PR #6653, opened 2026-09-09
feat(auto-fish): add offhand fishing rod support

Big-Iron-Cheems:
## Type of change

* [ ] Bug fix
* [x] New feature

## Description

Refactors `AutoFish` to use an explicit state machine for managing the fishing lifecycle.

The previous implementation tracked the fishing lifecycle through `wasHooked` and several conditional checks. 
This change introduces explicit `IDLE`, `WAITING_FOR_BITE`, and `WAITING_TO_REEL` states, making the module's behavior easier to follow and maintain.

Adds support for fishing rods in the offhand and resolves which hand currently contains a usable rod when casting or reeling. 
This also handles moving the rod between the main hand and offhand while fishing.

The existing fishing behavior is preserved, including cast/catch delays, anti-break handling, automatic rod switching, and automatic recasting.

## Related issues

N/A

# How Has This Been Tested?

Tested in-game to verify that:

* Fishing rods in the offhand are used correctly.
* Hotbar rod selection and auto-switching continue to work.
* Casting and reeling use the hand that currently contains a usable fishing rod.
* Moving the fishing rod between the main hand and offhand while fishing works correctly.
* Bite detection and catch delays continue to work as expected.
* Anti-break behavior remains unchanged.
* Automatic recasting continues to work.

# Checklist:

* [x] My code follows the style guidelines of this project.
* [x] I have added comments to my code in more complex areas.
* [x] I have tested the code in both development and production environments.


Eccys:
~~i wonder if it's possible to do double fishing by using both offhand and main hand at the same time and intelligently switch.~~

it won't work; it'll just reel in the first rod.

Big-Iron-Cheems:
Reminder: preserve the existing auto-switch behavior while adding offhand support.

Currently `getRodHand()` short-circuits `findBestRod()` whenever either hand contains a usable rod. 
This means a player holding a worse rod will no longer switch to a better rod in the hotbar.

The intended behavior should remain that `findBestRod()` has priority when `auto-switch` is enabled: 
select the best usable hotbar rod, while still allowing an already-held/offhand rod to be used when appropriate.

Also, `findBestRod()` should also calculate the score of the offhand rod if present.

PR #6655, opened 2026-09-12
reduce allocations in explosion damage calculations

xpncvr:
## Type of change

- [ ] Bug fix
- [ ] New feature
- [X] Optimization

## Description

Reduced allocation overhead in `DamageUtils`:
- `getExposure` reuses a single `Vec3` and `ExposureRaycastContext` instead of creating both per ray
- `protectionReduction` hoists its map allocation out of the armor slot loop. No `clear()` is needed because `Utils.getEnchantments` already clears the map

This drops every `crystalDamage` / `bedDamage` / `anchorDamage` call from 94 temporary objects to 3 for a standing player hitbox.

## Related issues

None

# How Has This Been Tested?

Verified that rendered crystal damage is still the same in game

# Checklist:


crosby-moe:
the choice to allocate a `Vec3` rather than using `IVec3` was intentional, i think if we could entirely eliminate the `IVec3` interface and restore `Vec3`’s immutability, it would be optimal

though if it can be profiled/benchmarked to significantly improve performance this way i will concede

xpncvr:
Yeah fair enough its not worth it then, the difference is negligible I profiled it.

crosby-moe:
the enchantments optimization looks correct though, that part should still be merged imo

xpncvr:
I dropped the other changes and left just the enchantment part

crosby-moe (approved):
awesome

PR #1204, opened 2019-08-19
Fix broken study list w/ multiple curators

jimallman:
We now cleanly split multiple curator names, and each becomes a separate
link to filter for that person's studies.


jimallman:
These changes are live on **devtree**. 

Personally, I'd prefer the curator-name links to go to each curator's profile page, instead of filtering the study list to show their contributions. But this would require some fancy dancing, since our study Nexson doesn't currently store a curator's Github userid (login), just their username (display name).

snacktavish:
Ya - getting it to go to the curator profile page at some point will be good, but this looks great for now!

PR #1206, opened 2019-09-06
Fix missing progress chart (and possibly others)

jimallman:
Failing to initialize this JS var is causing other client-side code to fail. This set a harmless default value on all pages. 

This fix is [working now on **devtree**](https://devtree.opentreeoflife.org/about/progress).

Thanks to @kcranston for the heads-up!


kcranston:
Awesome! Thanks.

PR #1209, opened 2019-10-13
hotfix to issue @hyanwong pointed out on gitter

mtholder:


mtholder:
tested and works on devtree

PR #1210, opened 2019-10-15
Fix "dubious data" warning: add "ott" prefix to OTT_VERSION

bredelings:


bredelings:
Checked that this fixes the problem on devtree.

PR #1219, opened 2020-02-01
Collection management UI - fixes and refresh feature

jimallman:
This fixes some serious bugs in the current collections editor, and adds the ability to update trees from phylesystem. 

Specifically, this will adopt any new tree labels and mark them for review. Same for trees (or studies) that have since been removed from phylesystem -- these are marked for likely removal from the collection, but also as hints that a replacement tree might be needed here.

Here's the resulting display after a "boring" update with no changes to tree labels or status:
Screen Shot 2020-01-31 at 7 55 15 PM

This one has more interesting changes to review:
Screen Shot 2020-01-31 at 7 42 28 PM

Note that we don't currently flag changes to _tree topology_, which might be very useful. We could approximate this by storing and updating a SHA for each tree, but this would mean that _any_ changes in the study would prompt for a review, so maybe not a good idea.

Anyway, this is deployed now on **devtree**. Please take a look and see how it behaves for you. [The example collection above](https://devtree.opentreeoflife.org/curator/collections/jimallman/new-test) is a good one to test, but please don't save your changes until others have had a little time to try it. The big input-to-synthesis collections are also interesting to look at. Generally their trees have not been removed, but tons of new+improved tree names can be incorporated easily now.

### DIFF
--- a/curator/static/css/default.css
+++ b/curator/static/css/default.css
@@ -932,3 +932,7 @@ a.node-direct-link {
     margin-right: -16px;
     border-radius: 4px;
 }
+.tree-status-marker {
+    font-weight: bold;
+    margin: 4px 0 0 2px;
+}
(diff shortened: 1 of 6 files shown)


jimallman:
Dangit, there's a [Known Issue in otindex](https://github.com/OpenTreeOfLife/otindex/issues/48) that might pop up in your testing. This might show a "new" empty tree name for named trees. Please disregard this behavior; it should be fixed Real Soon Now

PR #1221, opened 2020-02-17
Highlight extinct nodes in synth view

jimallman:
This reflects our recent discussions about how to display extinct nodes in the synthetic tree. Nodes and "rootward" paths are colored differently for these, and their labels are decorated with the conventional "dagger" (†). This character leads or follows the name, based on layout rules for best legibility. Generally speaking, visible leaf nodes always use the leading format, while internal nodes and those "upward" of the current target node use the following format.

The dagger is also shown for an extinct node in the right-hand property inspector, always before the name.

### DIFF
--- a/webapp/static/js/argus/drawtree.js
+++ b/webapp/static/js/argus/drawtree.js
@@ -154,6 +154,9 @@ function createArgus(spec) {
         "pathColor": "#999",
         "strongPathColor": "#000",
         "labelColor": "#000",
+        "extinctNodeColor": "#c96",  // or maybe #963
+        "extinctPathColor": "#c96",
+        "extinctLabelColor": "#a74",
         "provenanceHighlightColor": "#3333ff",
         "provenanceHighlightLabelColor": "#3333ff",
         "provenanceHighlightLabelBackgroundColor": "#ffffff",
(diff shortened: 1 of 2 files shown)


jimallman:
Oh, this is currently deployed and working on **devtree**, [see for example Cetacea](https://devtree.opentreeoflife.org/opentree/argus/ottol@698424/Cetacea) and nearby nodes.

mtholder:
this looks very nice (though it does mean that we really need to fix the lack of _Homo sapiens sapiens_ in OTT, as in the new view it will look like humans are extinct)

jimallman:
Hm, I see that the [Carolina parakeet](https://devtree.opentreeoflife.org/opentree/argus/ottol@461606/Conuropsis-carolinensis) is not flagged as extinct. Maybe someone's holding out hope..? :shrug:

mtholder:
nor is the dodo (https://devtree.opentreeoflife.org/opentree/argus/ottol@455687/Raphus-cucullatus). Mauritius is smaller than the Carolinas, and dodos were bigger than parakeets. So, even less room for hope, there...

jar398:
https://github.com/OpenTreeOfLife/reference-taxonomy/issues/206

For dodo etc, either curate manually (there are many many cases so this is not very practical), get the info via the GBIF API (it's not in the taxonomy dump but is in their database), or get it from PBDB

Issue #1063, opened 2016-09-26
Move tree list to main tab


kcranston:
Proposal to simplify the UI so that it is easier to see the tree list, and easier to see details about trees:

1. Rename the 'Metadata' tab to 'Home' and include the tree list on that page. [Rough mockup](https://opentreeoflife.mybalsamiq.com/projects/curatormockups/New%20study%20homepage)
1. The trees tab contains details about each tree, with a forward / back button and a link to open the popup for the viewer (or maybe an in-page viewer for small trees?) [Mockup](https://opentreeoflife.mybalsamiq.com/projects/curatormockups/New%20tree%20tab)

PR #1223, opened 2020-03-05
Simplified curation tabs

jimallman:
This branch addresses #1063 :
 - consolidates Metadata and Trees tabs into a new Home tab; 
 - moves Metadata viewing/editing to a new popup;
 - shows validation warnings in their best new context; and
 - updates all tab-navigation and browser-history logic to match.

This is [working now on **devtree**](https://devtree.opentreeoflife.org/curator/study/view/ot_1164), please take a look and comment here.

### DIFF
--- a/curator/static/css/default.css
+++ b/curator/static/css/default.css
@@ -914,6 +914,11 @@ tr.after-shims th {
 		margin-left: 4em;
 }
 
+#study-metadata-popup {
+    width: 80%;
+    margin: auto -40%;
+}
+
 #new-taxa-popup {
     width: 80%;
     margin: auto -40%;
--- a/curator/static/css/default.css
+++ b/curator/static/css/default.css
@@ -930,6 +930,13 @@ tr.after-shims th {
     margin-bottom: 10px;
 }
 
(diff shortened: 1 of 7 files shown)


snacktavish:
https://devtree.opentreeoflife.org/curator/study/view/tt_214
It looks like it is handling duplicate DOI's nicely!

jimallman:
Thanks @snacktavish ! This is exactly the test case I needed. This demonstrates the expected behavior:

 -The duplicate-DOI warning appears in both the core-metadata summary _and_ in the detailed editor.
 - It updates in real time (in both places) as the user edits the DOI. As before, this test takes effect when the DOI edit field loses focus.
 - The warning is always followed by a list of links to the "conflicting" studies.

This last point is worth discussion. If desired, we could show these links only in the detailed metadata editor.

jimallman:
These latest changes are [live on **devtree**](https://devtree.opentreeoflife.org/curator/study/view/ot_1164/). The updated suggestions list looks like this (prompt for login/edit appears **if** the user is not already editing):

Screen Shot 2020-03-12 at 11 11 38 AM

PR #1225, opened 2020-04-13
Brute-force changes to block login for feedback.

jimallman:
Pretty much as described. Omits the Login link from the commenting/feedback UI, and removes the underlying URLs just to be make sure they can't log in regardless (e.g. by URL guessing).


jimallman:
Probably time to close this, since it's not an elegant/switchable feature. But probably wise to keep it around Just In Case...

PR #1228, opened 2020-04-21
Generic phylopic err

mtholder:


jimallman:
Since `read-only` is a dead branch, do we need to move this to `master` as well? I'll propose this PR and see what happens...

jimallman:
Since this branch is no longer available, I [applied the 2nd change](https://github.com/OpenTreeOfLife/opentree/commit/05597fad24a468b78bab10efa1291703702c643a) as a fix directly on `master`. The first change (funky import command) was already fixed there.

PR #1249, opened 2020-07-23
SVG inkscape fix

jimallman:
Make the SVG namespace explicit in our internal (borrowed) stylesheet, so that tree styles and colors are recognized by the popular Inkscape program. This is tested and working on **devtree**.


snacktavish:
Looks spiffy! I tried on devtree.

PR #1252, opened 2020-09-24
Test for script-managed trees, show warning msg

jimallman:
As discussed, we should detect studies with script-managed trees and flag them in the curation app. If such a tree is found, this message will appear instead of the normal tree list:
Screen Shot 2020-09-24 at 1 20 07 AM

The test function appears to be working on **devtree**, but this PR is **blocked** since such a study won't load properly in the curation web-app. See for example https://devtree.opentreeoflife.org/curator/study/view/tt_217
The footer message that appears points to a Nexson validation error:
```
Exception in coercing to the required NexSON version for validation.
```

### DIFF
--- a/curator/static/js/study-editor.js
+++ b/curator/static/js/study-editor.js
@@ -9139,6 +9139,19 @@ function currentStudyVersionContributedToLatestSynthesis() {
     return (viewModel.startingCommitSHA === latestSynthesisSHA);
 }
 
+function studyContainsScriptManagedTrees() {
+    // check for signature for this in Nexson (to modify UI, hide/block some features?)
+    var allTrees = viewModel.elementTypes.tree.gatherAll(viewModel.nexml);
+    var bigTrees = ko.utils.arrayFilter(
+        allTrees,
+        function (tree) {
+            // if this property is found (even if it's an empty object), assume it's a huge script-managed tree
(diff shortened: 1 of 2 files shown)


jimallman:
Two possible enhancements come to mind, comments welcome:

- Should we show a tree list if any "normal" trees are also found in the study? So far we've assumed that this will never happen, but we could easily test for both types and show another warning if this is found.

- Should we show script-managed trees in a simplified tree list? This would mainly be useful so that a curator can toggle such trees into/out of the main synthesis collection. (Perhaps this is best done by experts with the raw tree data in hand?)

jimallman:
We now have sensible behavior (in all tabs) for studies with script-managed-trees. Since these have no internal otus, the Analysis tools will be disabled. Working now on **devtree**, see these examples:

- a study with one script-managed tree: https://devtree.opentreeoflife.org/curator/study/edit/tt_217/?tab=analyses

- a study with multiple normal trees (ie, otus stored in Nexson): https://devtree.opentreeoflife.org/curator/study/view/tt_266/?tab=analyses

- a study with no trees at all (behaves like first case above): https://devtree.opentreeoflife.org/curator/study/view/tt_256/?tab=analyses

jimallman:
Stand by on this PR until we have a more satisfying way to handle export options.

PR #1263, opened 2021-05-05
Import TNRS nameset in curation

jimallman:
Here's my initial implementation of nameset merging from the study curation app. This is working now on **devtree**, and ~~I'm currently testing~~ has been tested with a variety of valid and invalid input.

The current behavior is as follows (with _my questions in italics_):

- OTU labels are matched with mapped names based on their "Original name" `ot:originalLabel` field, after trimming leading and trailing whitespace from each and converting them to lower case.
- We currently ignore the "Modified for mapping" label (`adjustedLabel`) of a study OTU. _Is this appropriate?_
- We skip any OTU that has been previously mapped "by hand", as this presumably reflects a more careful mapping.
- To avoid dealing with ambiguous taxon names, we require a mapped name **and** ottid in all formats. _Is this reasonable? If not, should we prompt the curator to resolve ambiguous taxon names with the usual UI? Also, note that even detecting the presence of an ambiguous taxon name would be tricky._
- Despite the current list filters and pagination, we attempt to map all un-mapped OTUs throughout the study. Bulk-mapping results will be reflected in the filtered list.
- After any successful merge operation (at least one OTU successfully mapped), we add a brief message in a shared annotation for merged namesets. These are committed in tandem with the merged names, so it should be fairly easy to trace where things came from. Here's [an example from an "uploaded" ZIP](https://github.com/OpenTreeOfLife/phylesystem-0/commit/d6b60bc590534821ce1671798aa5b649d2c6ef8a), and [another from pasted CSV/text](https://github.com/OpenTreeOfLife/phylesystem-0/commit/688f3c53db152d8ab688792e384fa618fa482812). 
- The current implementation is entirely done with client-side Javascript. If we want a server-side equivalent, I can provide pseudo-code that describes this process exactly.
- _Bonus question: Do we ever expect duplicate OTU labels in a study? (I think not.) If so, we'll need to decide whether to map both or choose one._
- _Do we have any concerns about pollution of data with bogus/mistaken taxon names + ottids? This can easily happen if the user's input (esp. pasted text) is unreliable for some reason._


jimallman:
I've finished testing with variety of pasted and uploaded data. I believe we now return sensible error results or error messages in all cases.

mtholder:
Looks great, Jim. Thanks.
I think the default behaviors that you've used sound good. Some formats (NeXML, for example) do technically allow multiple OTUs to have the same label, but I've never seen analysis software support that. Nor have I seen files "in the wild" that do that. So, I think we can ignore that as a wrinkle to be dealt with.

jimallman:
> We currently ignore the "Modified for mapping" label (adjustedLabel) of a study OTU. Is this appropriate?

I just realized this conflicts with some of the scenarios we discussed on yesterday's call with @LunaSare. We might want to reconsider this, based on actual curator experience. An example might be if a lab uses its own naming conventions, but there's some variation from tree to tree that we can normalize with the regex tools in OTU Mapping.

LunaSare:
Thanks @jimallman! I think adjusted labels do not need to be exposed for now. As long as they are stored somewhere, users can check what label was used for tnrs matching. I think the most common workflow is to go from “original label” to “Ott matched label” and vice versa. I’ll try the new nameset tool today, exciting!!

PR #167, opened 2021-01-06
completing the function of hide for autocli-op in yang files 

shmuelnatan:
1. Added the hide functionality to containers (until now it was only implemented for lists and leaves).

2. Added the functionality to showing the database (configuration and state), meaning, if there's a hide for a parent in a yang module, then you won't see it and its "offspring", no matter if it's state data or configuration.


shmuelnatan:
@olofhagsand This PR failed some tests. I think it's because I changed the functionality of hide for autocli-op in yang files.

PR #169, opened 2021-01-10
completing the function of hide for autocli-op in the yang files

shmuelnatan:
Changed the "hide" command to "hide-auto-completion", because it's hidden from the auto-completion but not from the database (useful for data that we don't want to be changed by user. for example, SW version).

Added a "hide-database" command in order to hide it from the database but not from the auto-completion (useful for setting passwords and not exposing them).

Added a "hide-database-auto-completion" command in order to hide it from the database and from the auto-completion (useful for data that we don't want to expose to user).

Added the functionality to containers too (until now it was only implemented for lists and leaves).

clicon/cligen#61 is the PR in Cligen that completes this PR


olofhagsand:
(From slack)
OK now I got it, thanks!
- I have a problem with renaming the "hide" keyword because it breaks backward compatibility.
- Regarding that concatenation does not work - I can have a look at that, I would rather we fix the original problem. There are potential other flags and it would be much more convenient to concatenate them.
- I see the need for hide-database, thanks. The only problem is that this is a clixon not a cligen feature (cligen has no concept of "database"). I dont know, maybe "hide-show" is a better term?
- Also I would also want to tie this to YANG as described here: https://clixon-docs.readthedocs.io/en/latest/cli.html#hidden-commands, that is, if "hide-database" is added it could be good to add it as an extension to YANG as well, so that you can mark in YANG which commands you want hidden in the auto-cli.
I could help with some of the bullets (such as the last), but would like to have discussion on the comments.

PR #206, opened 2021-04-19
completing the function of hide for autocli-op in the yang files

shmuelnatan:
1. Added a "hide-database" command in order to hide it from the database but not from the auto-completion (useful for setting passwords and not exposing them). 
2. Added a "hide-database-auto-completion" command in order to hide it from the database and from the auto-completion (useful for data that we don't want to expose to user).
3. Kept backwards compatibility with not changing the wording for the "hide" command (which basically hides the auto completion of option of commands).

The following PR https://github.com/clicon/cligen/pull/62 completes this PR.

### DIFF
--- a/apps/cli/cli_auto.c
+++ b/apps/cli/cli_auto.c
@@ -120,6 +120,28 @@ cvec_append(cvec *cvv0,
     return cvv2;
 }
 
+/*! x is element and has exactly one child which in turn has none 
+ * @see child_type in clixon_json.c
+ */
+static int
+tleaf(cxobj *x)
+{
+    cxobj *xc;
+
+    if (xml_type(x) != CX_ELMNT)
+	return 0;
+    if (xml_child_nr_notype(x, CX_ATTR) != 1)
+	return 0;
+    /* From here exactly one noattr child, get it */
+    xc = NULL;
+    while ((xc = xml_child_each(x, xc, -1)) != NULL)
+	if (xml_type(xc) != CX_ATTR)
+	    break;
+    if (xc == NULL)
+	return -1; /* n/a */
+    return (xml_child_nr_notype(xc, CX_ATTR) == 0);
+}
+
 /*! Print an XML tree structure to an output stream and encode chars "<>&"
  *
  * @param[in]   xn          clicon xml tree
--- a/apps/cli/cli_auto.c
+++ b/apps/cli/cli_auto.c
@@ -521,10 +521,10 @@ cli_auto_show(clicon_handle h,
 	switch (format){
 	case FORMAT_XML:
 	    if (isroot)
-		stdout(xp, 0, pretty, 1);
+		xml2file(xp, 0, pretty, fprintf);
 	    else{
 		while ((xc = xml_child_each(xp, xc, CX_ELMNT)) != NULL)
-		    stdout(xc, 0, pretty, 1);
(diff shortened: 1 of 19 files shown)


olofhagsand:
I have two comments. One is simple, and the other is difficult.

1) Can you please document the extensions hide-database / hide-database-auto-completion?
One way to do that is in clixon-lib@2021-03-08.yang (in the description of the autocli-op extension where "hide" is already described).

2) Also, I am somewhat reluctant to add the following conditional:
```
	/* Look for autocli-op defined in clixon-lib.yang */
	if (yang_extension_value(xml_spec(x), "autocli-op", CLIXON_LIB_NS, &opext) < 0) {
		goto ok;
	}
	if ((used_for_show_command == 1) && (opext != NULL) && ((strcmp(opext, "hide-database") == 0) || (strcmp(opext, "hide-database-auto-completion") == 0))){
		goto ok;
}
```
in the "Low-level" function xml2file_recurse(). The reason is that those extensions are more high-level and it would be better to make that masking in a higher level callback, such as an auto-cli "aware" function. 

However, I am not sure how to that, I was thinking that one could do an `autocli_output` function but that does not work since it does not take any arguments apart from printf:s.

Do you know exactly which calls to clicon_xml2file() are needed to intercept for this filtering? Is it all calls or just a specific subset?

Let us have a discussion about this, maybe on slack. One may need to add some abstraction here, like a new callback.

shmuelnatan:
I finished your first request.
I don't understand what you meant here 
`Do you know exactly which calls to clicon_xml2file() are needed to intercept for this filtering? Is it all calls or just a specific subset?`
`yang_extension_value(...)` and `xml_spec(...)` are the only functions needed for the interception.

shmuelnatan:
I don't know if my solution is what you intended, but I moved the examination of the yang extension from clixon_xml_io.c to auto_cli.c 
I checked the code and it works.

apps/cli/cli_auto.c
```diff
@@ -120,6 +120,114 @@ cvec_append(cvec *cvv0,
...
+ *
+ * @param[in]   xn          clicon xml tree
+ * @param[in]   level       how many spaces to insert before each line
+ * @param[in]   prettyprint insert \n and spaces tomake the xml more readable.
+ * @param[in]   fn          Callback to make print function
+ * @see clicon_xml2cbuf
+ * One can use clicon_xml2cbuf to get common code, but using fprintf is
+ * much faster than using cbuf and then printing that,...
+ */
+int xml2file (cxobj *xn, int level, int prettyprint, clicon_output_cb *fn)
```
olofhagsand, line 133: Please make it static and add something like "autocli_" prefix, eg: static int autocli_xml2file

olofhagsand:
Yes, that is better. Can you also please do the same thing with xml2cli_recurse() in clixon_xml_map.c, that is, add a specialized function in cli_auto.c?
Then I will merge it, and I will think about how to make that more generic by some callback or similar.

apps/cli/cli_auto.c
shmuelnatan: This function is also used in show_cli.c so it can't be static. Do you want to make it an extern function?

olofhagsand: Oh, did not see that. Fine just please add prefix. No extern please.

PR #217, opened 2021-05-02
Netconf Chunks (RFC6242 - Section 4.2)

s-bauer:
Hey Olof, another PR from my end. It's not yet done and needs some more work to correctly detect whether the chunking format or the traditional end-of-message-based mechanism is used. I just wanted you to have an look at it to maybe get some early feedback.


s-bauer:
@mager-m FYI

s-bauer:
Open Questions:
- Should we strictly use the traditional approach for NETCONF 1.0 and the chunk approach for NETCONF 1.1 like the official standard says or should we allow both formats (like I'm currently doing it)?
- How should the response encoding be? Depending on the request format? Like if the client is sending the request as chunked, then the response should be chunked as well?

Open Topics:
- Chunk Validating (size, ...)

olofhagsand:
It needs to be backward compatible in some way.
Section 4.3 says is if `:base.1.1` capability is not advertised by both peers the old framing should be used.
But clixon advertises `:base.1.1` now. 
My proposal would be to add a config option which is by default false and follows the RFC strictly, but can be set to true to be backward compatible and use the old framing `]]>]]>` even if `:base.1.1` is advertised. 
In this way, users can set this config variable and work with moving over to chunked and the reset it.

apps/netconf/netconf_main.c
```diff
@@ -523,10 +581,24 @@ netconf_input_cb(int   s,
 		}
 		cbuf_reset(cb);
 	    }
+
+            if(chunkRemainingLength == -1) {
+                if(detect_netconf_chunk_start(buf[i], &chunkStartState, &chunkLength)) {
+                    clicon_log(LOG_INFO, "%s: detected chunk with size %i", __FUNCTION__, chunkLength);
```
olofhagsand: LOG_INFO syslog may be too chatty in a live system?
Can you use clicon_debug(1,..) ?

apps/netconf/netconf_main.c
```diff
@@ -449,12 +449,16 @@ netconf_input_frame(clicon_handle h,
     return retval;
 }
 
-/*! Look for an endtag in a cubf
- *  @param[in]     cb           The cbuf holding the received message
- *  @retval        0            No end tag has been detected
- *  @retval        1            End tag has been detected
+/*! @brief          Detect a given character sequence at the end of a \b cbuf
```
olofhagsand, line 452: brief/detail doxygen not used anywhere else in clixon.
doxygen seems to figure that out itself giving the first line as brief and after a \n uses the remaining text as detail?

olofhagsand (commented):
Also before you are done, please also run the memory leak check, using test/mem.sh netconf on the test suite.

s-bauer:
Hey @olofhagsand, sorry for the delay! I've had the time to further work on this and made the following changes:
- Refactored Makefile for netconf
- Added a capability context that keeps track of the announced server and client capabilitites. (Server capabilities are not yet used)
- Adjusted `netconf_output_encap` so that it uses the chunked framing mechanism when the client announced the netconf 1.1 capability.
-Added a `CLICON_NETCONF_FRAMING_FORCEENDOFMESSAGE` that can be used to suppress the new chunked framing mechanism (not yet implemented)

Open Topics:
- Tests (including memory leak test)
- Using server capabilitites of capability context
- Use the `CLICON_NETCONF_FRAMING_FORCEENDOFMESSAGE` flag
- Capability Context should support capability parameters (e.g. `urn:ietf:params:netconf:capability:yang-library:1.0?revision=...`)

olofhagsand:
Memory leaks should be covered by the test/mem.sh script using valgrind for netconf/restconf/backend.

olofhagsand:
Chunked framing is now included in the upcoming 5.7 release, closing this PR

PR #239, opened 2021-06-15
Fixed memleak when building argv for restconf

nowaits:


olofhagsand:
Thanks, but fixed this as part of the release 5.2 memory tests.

- [WORK INSTRUCTION]: In the entries above, find each line that has the word "interesting". Copy it.

- [TASK RESPONSE]:
This one has more interesting changes to review:
Anyway, this is deployed now on **devtree**. Please take a look and see how it behaves for you. [The example collection above](https://devtree.opentreeoflife.org/curator/collections/jimallman/new-test) is a good one to test, but please don't save your changes until others have had a little time to try it. The big input-to-synthesis collections are also interesting to look at. Generally their trees have not been removed, but tons of new+improved tree names can be incorporated easily now.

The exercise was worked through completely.